The problem with most design subscription models
The unlimited design subscription category exists for good reasons. Hiring a freelancer is unpredictable. Hiring an in-house designer is expensive. Working with a traditional agency is slow and project-scoped in ways that don’t fit how marketing actually moves. The subscription model solves all three problems. You get predictable monthly billing, fast turnaround, and unlimited requests at a price that fits a small business budget.
The trade-off, which most services quietly bury in their fine print, is that “unlimited” is a marketing term, not a production reality.
There are three common ways services handle this gap.
The queue model. You submit as many requests as you want, but only one is actively being worked on at a time. Everything else waits. The queue moves at whatever pace your assigned designer can manage, which is usually one request per business day for simple work and several days for anything complex. If you submit ten requests on Monday, the tenth one starts on the second Tuesday. “Unlimited” means unlimited submissions, not unlimited progress.
The daily output model. A variation on the queue model where the service guarantees a certain amount of completed work each business day. Some services will deliver one design per day. Others promise two or three. The daily output framing is more honest than pure “unlimited” language, but it still leads to the same workflow: a steady stream of small assets rather than focused attention on bigger projects.
The hourly model. Used by some services that have moved away from flat-rate “unlimited” entirely. You buy daily creative hours and the designer works on whatever you’ve prioritized for that day. Two hours per day, four hours per day, eight hours per day. The math is more transparent than the queue or daily output models, but the trade-off is that you’re now budgeting capacity rather than projects, and the entry price tends to be significantly higher.
All three models have legitimate use cases. For marketing teams running a constant stream of small, similar assets (daily ad creative variants, weekly social posts, monthly campaign refreshes), they work fine.
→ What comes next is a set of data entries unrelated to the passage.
PR #5381, opened 2017-06-06
Fix query in howtos.md doc

kevinquinnyo:
I'm not sure if this is a bug in the docs, a bug in pdns, or an old bug
that was fixed. I will open an issue to reference this.

### Short description
Query for SOA record as-is in documentation results in 500 errors when trying to view or edit the zone, like this:

```
Jun  6 13:52:05 debian pdns_server[1108]: Jun 06 13:52:05 HTTP ISE for "/api/v1/servers/localhost/zones/example.com": STL Exception: Parsing record content (try 'pdnsutil check-zone'): missing field at the end of record content 'localhost admin@example.com 1'
```

### Checklist
I have:
- [ ] documented the code


Habbie:
This is a nasty discrepancy between the API and the rest of PowerDNS.

PR #5383, opened 2017-06-06
dnsdist: Change dnsdist stats functions to always return lowercase names

### LINKED ISSUE #5287: Normalize 0x20 queries in dnsdist statistics
- Program: dnsdist
 - Issue type: Bug report

### Short description

dnsdist copies the QNAME as sent by the client into the buffer used for generating statistics. As a result a client sending 0x20 queries generates odd output in topQueries().

### Environment
 - Software version: 1.1.0
 - Software source: pdns repo

### Other information
Example from production:
```
> topQueries(1000)
 100  0.conTRol4.Pool.NTp.org.                   13  0.1%
 135  MX.pool.ntp.org.                            6  0.1%
 198  1.lEDe.pOoL.ntP.oRg.                        2  0.0%
 246  _ntp._UdP.SG.POOL.NtP.Org.                  1  0.0%
 272  0.XX.pool.ntp.org.                          1  0.0%
 275  1.fReEbsd.pOol.nTP.Org.                     1  0.0%
 276  0.Se.pool.ntp.Org.                          1  0.0%

```

RobinGeuze:
### Short description
Changes getTopQueries and getGenResponses to return lowercase versions for all names. Closes #5287 

### Checklist
I have:
- [ ] documented the code

### DIFF
--- a/pdns/dnsdist-lua.cc
+++ b/pdns/dnsdist-lua.cc
@@ -158,7 +158,7 @@ std::unordered_map<int, vector<boost::variant<string,double>>> getGenResponses(u
   vector<pair<int, DNSName>> rcounts;
   rcounts.reserve(counts.size());
   for(const auto& c : counts) 
-    rcounts.push_back(make_pair(c.second, c.first));
+    rcounts.push_back(make_pair(c.second, c.first.makeLowerCase()));
   
   sort(rcounts.begin(), rcounts.end(), [](const decltype(rcounts)::value_type& a, 
                                           const decltype(rcounts)::value_type& b) {
@@ -1351,7 +1351,7 @@ vector<std::function<void(void)>> setupLua(bool client, const std::string& confi
       vector<pair<int, DNSName>> rcounts;
       rcounts.reserve(counts.size());
       for(const auto& c : counts) 
-	rcounts.push_back(make_pair(c.second, c.first));
+	rcounts.push_back(make_pair(c.second, c.first.makeLowerCase()));
 
       sort(rcounts.begin(), rcounts.end(), [](const decltype(rcounts)::value_type& a, 
 					      const decltype(rcounts)::value_type& b) {


pdns/dnsdist-lua.cc
```diff
@@ -158,7 +158,7 @@ std::unordered_map<int, vector<boost::variant<string,double>>> getGenResponses(u
   vector<pair<int, DNSName>> rcounts;
   rcounts.reserve(counts.size());
   for(const auto& c : counts) 
-    rcounts.push_back(make_pair(c.second, c.first));
+    rcounts.push_back(make_pair(c.second, c.first.makeLowerCase()));
```
rgacogne: I think you need to lowercase earlier otherwise the counts are going to be off.

pdns/dnsdist-lua.cc
```diff
@@ -1351,7 +1351,7 @@ vector<std::function<void(void)>> setupLua(bool client, const std::string& confi
       vector<pair<int, DNSName>> rcounts;
       rcounts.reserve(counts.size());
       for(const auto& c : counts) 
-	rcounts.push_back(make_pair(c.second, c.first));
+	rcounts.push_back(make_pair(c.second, c.first.makeLowerCase()));
```
rgacogne: Same thing here.

pdns/dnsdist-lua.cc
RobinGeuze: Nope since it uses maps, which uses the default compare and less operators, which in turn lowercase everything themselves.

pdns/dnsdist-lua.cc
RobinGeuze: As above.

pdns/dnsdist-lua.cc
rgacogne: Oh, you are right, my bad!

rgacogne: I wonder if it wouldn't be better to lowercase a bit later then, replacing `rc.second.toString()` by something like `rc.second.makeLowerCase().toString()`, so we only do the lowercasing for the names we are going to print, not all of them.

PR #5386, opened 2017-06-08
dnsdist: Make a `truncate` action available to DynBlock and Lua

rgacogne:
### Short description

This allows forcing a client to retry over TCP instead of dropping or refusing the query.

### Checklist

I have:
- [ ] documented the code


rgacogne:
Yes, this is indeed in addition to the previous PR allowing other actions in a dynamic context than just dropping the query. For now only selected actions are available in that context though, but should the need arises we could add support for almost all existing actions.

PR #5390, opened 2017-06-11
Remove old Lua code

cmouse:
### Short description
Removes all old lua code from PowerDNS auth server, and provides codesharing between auth and recursor.

### Checklist
I have:
- [x] documented the code


cmouse:
Currently stuck at _tostring

The LuaContext used keeps the functions available stored in global table. I have not yet been able to decipher how the mapping between object<=>function name<=>function is done, but it seems to rely on pointer to the proper member function. This makes things difficult. I am **assuming** that there is, somewhere, some way to find out what `object:function` is, and that you can actually figure out this on run-time.

It is possible to get a live pointer to the C++ object in question, but I have not yet found a way to execute ::toString only if there is such member function, **or** figure out how to see if there is a _tostring function mapped for the object or not.

It is probably easier to find out the latter than the first, since this information is kept at global function table stored somewhere.

cmouse:
Please merge !5468 first

cmouse:
Also pending on https://github.com/ahupowerdns/luawrapper/pull/35

cmouse:
Not sure why the test fails, I cannot make it fail locally.

cmouse:
The reason the tests fail is that recursor test uses pdns auth server 4.0.4, which is obviously not going to include the lua changes done here. I am not sure how to resolve this problem, please advise.

pdns/lua-auth4.cc
```diff
@@ -136,6 +136,9 @@ bool AuthLua4::axfrfilter(const ComboAddress& remote, const DNSName& zone, const
 
 
 bool AuthLua4::updatePolicy(const DNSName &qname, QType qtype, const DNSName &zonename, DNSPacket *packet) {
+  // default decision is all goes
```
Habbie: Does this need a documentation update?

cmouse: no, it's just explicitly documented here.

Habbie:
In the "ext/luawrapper: Synchronize with upstream" commit message, can you clarify synchronize? If it is a full sync, please mention the commit you synced with. If it's an import of one patch, please mention that.

PR #5391, opened 2017-06-12
altered postgres schema to match mysql schema

stasic:
### Short description
mysql uses BIGINT for records id. 
postgres is also going to use BIGINT (BIGSERIAL) too.

### Checklist

I have:
- [ ] documented the code


zeha:
change lgtm, but it'd be good to have a schema migration SQL, too...

noteby: gpgsqlbackend never reads `records.id`.

stasic:
made a new pull request with your suggestions:  #5426

PR #5397, opened 2017-06-13
also set d_requestor without Lua: the ECS logic needs it

ahupowerdns:
### Short description
EDNS Client Subnet would only work if a Lua script was loaded in git master

### Checklist
I have:
- [X] documented the code


pieterlexis:
Some ECS code was backported to Recursor 4.0.5, would that version be affected too (a.k.a. do we need 4.0.6 soon?)

rgacogne:
@pieterlexis Yes, it's affected too but there is an easy workaround by just loading an empty Lua file. If we work on 4.0.6, we need #5372 and #5399 there too.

The volume framing matches the actual workflow.
For everyone else, the volume framing creates a gap between what gets sold and what gets delivered.
A small business owner who needs a brand identity, a website, and a few months of marketing collateral isn’t running a constant stream of small similar assets. They’re running a few important projects that each deserve focused attention. When that buyer signs up for an unlimited design subscription and submits five requests in their first week, they expect those five projects to make real progress. What they actually get is project number one moving forward, four projects waiting, and a slow drip of work that takes weeks longer than they planned for.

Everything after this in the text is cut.